Dataset items
+++++

PR #292, opened 2017-05-25
Bugfix 289

### LINKED ISSUE #289: MicroBitIOPinService truncates analogue input values above 255
onDataRead and idleTick both do this: 

uint8_t value;
value = io.pin[i].getAnalogValue(); 

So values above 255 get reported mod 256.

finneyj:
Fix #289

### DIFF
--- a/inc/bluetooth/MicroBitIOPinService.h
+++ b/inc/bluetooth/MicroBitIOPinService.h
@@ -122,15 +122,7 @@ class MicroBitIOPinService : public MicroBitComponent
       * @param i the enumeration of the pin to test
       * @return 1 if this pin is configured as an input, 0 otherwise
       */
-    int isInput(int i);
-
-    /**
-      * Determines if the given pin was configured as output by the BLE IOPinConfigurationCharacterisitic.
-      *
-      * @param i the enumeration of the pin to test
-      * @return 1 if this pin is configured as an output, 0 otherwise
-      */
-    int isOutput(int i);
+    int isActiveInput(int i);
 
     /**
      * Scans through all pins that our BLE client have registered an interest in. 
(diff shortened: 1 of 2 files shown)


cpseager:
LGTM. Whilst working on this is it possible to rename the really confusing isInput and isOutput as well?

These are actually nothing to do with a DDR as both the name and comments suggests - this really confused me when first using them. Setting/clearing the bit does **not** configure the pin as an input or as an output! Setting the pin simply 'activates' that pin as an input that is read rather than ignored..

isInput should be something like isInputActive

isOutput should be something like isInputInactive

finneyj:
@cpseager  sure - done.

finneyj:
@martinwork Anything you'd like to add?

cpseager:
@finneyj Thanks. Update line 49 comment too?

martinwork:
Thanks @finneyj . Creating updateBLEInputs was a good idea. However this made me notice that onDataRead is calling notify. I'm far from sure and I am not in a position to easily test this right now, but I suspect calling notify is not appropriate inside the ReadAuthorization callback, because a read is already underway.

How quickly is this fix likely to make it to PXT?

finneyj:
@martinwork Thanks. 

I think this is ok.  Recall that the notify() call doesn't necessarily raise a notification, but records the new value of the characteristic flags with the BLE stack that a notification should be scheduled if appropriate.  It worked in my tests anyway (I tested both reads and notify via the Nordic diagnostic tools).

Once we merge it'll go into the next release and pretty much straight into PXT (usually a few days lag to beta, then trickle in live). I want to merge in the compass and FS bug fixes to next release too.

finneyj:
Thanks all - updated and merged

Issue #269, opened 2017-02-12
MIT licence missing from some files


whaleygeek:
The MIT licence header is missing from these files:

drivers/MicroBitFile.h 
drivers/MicroBitFileSystem.h
drivers/MicroBitFlash.h

drivers/MicroBitFile.cpp
drivers/MicroBitFileSystem.cpp
drivers/MicroBitFlash.cpp

finneyj:
Thanks. Will fix.

alennie1993:
Added in and PR sent, closing issue.

Issue #287, opened 2017-04-23
Minor spelling mistake


DavidWhaleMEF:
Just noticed this, while looking something up

https://github.com/lancaster-university/microbit-dal/blob/master/source/core/MicroBitDevice.cpp#L80

Says 'Derived' should say 'Derive' or 'Get a derived' ??

alennie1993:
Committed and PR sent, closing issue.

PR #298, opened 2017-06-13
Quick fixes and touches

alennie1993:
Just Adding MIT Licences to some files that were missing as per Issue #269


alennie1993:
#287 , Quick spelling fix.

finneyj:
Thanks for the PR @alennie1993!

Looks good to me, just one minor thing. Can you update commit messages to be a bit more specific? for "MicroBitFlash.h"? that one will look weird in the history as is...

PR #303, opened 2017-07-23
added support for Write Without Response to Client Event characteristic

smartyw:
Write Without Response gives much higher throughput than Write requests, but with no ACKs. Much better for some types of application.


finneyj:
Thanks @smartyw. 

Looks like this PR let's the BLE client decide if events it has generated should be acknowledged or not, rather than enforcing acknowledgements as a policy. Good decision i think. :-)

smartyw:
Yes, that's correct. The event service is versatile and useful in many situations. Some warrant communication with ACKs (Write) whilst for others, throughput is more important and that's when Write Without Response should be used. 

Nice thorough answer for the benefit of others :-)

smartyw:
@finneyj  @pelikhan 

Is this in MakeCode yet?

pelikhan:
No. Is there a release tag?

bluetooth-mdw:
Thanks @pelikhan 

I guess not then! Not clear on how the release process works to be honest. I can pick this up with @finneyj  when he's next around.

smartyw:
@jaustin I'm not clear how the release process works for getting changes into MakeCode. Do you need anything else for this change to be released?

smartyw:
@finneyj @pelikhan This still seems to not have made it into MakeCode. Are you waiting for me or @bluetooth-mdw to do something? 

@jaustin could we please document the release procedure so that contributors know what they're meant to do to ensure PRs get released across the various tools? It seems sub-optimal and confusing for people to have code created by one tool potentially behave differently to the equivalent created by another tool.

PR #312, opened 2017-08-16
Reduce default advertising interval and make property of config.json

smartyw:
I think the advertising interval of 200ms is too slow and contributes to some old (and slow) smartphones from struggling to find micro:bits when scanning. I just tested and the difference between advertising at the current 200ms interval and the minimum of 20ms was startling with my old Moto G 2nd gen. At 200ms the Moto G frequently failed to find the micro:bit after 5 seconds of scanning. At 20ms it found it near-instantaneously every time.

Exposing this as a property gives us flexibility. I propose that the default be reduced to say 50ms though.


jaustin:
Thanks for this suggestion, I think we should do the default through the MicroBitConfig.h file so that people using !yotta can also specify this (or people overriding config elsewise)

@finneyj is this a good task for someone over the summer?

smartyw:
It should be in both MicroBitConfig.h and config.json. It was an oversight not to include it in MicroBitConfig.h. I can add and resubmit the PR if you like....?

smartyw:
@jaustin added to MicroBitConfig.h

Hope to see this merged and released to MakeCode soon. This made a big difference in testing with old and slow phones.

source/bluetooth/MicroBitBLEManager.cpp
```diff
@@ -414,8 +414,11 @@ void MicroBitBLEManager::init(ManagedString deviceName, ManagedString serialNumb
 
     ble->accumulateAdvertisingPayload(GapAdvertisingData::COMPLETE_LOCAL_NAME, (uint8_t *)BLEName.toCharArray(), BLEName.length());
     ble->setAdvertisingType(GapAdvertisingParams::ADV_CONNECTABLE_UNDIRECTED);
-    ble->setAdvertisingInterval(200);
-
+    uint16_t adv_interval = 50;
```
jaustin: I think now that you've put the config in MicroBitConfig.h so we're always guaranteed to have the symbol defined and it will default to 50, this can just become
```C++
ble->setAdvertisingInterval(MICROBIT_BLE_ADVERTISING_INTERVAL);
```

smartyw:
@jaustin refactored per your request. Note though that the comment you made applies to other config properties used in the MicroBitBLEManager class, so I was just being consistent. No time to go through all the existing properties right now though.

Cheers

jaustin:
Ahh, thanks.

As for the fact the pattern is used elsewhere - Hmm, there may well be a reason that @finneyj has it the way he has, so let's wait for an ack from him and then we can call it.

finneyj:
Thanks @smartyw @jaustin. Been away on a long overdue vacation so apologies this was hanging for a while.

+++++

#### Task to carry out:
Retype every record above exactly as written.

#### Answer to this task:
PR #292, opened 2017-05-25
Bugfix 289

### LINKED ISSUE #289: MicroBitIOPinService truncates analogue input values above 255
onDataRead and idleTick both do this: 

uint8_t value;
value = io.pin[i].getAnalogValue(); 

So values above 255 get reported mod 256.

finneyj:
Fix #289

### DIFF
--- a/inc/bluetooth/MicroBitIOPinService.h
+++ b/inc/bluetooth/MicroBitIOPinService.h
@@ -122,15 +122,7 @@ class MicroBitIOPinService : public MicroBitComponent
       * @param i the enumeration of the pin to test
       * @return 1 if this pin is configured as an input, 0 otherwise
       */
-    int isInput(int i);
-
-    /**
-      * Determines if the given pin was configured as output by the BLE IOPinConfigurationCharacterisitic.
-      *
-      * @param i the enumeration of the pin to test
-      * @return 1 if this pin is configured as an output, 0 otherwise
-      */
-    int isOutput(int i);
+    int isActiveInput(int i);
 
     /**
      * Scans through all pins that our BLE client have registered an interest in. 
(diff shortened: 1 of 2 files shown)


cpseager:
LGTM. Whilst working on this is it possible to rename the really confusing isInput and isOutput as well?

These are actually nothing to do with a DDR as both the name and comments suggests - this really confused me when first using them. Setting/clearing the bit does **not** configure the pin as an input or as an output! Setting the pin simply 'activates' that pin as an input that is read rather than ignored..

isInput should be something like isInputActive

isOutput should be something like isInputInactive

finneyj:
@cpseager  sure - done.

finneyj:
@martinwork Anything you'd like to add?

cpseager:
@finneyj Thanks. Update line 49 comment too?

martinwork:
Thanks @finneyj . Creating updateBLEInputs was a good idea. However this made me notice that onDataRead is calling notify. I'm far from sure and I am not in a position to easily test this right now, but I suspect calling notify is not appropriate inside the ReadAuthorization callback, because a read is already underway.

How quickly is this fix likely to make it to PXT?

finneyj:
@martinwork Thanks. 

I think this is ok.  Recall that the notify() call doesn't necessarily raise a notification, but records the new value of the characteristic flags with the BLE stack that a notification should be scheduled if appropriate.  It worked in my tests anyway (I tested both reads and notify via the Nordic diagnostic tools).

Once we merge it'll go into the next release and pretty much straight into PXT (usually a few days lag to beta, then trickle in live). I want to merge in the compass and FS bug fixes to next release too.

finneyj:
Thanks all - updated and merged

Issue #269, opened 2017-02-12
MIT licence missing from some files


whaleygeek:
The MIT licence header is missing from these files:

drivers/MicroBitFile.h 
drivers/MicroBitFileSystem.h
drivers/MicroBitFlash.h

drivers/MicroBitFile.cpp
drivers/MicroBitFileSystem.cpp
drivers/MicroBitFlash.cpp

finneyj:
Thanks. Will fix.

alennie1993:
Added in and PR sent, closing issue.

Issue #287, opened 2017-04-23
Minor spelling mistake


DavidWhaleMEF:
Just noticed this, while looking something up

https://github.com/lancaster-university/microbit-dal/blob/master/source/core/MicroBitDevice.cpp#L80

Says 'Derived' should say 'Derive' or 'Get a derived' ??

alennie1993:
Committed and PR sent, closing issue.

PR #298, opened 2017-06-13
Quick fixes and touches

alennie1993:
Just Adding MIT Licences to some files that were missing as per Issue #269


alennie1993:
#287 , Quick spelling fix.

finneyj:
Thanks for the PR @alennie1993!

Looks good to me, just one minor thing. Can you update commit messages to be a bit more specific? for "MicroBitFlash.h"? that one will look weird in the history as is...

PR #303, opened 2017-07-23
added support for Write Without Response to Client Event characteristic

smartyw:
Write Without Response gives much higher throughput than Write requests, but with no ACKs. Much better for some types of application.


finneyj:
Thanks @smartyw. 

Looks like this PR let's the BLE client decide if events it has generated should be acknowledged or not, rather than enforcing acknowledgements as a policy. Good decision i think. :-)

smartyw:
Yes, that's correct. The event service is versatile and useful in many situations. Some warrant communication with ACKs (Write) whilst for others, throughput is more important and that's when Write Without Response should be used. 

Nice thorough answer for the benefit of others :-)

smartyw:
@finneyj  @pelikhan 

Is this in MakeCode yet?

pelikhan:
No. Is there a release tag?

bluetooth-mdw:
Thanks @pelikhan 

I guess not then! Not clear on how the release process works to be honest. I can pick this up with @finneyj  when he's next around.

smartyw:
@jaustin I'm not clear how the release process works for getting changes into MakeCode. Do you need anything else for this change to be released?

smartyw:
@finneyj @pelikhan This still seems to not have made it into MakeCode. Are you waiting for me or @bluetooth-mdw to do something? 

@jaustin could we please document the release procedure so that contributors know what they're meant to do to ensure PRs get released across the various tools? It seems sub-optimal and confusing for people to have code created by one tool potentially behave differently to the equivalent created by another tool.

PR #312, opened 2017-08-16
Reduce default advertising interval and make property of config.json

smartyw:
I think the advertising interval of 200ms is too slow and contributes to some old (and slow) smartphones from struggling to find micro:bits when scanning. I just tested and the difference between advertising at the current 200ms interval and the minimum of 20ms was startling with my old Moto G 2nd gen. At 200ms the Moto G frequently failed to find the micro:bit after 5 seconds of scanning. At 20ms it found it near-instantaneously every time.

Exposing this as a property gives us flexibility. I propose that the default be reduced to say 50ms though.


jaustin:
Thanks for this suggestion, I think we should do the default through the MicroBitConfig.h file so that people using !yotta can also specify this (or people overriding config elsewise)

@finneyj is this a good task for someone over the summer?

smartyw:
It should be in both MicroBitConfig.h and config.json. It was an oversight not to include it in MicroBitConfig.h. I can add and resubmit the PR if you like....?

smartyw:
@jaustin added to MicroBitConfig.h

Hope to see this merged and released to MakeCode soon. This made a big difference in testing with old and slow phones.

source/bluetooth/MicroBitBLEManager.cpp
```diff
@@ -414,8 +414,11 @@ void MicroBitBLEManager::init(ManagedString deviceName, ManagedString serialNumb
 
     ble->accumulateAdvertisingPayload(GapAdvertisingData::COMPLETE_LOCAL_NAME, (uint8_t *)BLEName.toCharArray(), BLEName.length());
     ble->setAdvertisingType(GapAdvertisingParams::ADV_CONNECTABLE_UNDIRECTED);
-    ble->setAdvertisingInterval(200);
-
+    uint16_t adv_interval = 50;
```
jaustin: I think now that you've put the config in MicroBitConfig.h so we're always guaranteed to have the symbol defined and it will default to 50, this can just become
```C++
ble->setAdvertisingInterval(MICROBIT_BLE_ADVERTISING_INTERVAL);
```

smartyw:
@jaustin refactored per your request. Note though that the comment you made applies to other config properties used in the MicroBitBLEManager class, so I was just being consistent. No time to go through all the existing properties right now though.

Cheers

jaustin:
Ahh, thanks.

As for the fact the pattern is used elsewhere - Hmm, there may well be a reason that @finneyj has it the way he has, so let's wait for an ack from him and then we can call it.

finneyj:
Thanks @smartyw @jaustin. Been away on a long overdue vacation so apologies this was hanging for a while.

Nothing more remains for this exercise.